== Requirement ==
Among the entries below, please show each line that carries the word "modification".

== Given entries ==
PR #612, opened 2026-08-19
feat: add safe EditorConfig autofixes

### LINKED ISSUE #14: Autofix flag
introduce an autofix flag which should fix all issues which can be fixed.

zeitlinger:
## Summary

Add an opt-in `--fix` mode that applies a deliberately small set of safe EditorConfig fixes before validation.

This starts a fresh implementation based on the supportive discussion in [issue #14](https://github.com/editorconfig-checker/editorconfig-checker/issues/14), rather than reviving the older [pull request #61](https://github.com/editorconfig-checker/editorconfig-checker/pull/61). The fresh implementation narrows the scope and documents the safety boundary explicitly.

## Supported fixes

`--fix` currently applies only:

- `trim_trailing_whitespace = true` (while honoring line-level disable directives)
- `end_of_line = lf`, `cr`, or `crlf`
- `insert_final_newline = true` or `false`

Indentation, `indent_size`, `max_line_length`, and `charset` remain check-only. Unknown rule values are reported by normal validation and are never guessed during fixing.

## Safety and file semantics

- Files are checked before modification and only regular, non-empty, non-symlink files are eligible.
- Binary-like content, invalid UTF-8, and unsupported encodings are skipped rather than rewritten.
- UTF-8 BOMs are preserved.
- File permissions, including Unix special permission bits, are retained.
- File-level disable directives and applicable line-level disable directives are honored.
- Content is written through a same-directory temporary file and replacement. This is crash-resistant and atomic where the operating system/filesystem provides those guarantees; hard links to the old inode are not updated.
- A second `--fix` run is idempotent.

The original file is revalidated immediately before replacement. If the path, inode, size, or modification time changed while fixing, replacement is refused rather than overwriting concurrent edits. Fix errors return the existing error exit status; after successful fixes, the normal validation pipeline still runs and determines the final exit status.

## Validation

- `make test`
- `go test -race ./...`
- `make build`
- `GOOS=windows GOARCH=amd64 go build -o /tmp/editorconfig-checker-windows-amd64.exe ./cmd/editorconfig-checker`
- `git diff --check`

### DIFF
--- a/pkg/config/config.go
+++ b/pkg/config/config.go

== Result of this exercise ==
- Files are checked before modification and only regular, non-empty, non-symlink files are eligible.
The original file is revalidated immediately before replacement. If the path, inode, size, or modification time changed while fixing, replacement is refused rather than overwriting concurrent edits. Fix errors return the existing error exit status; after successful fixes, the normal validation pipeline still runs and determines the final exit status.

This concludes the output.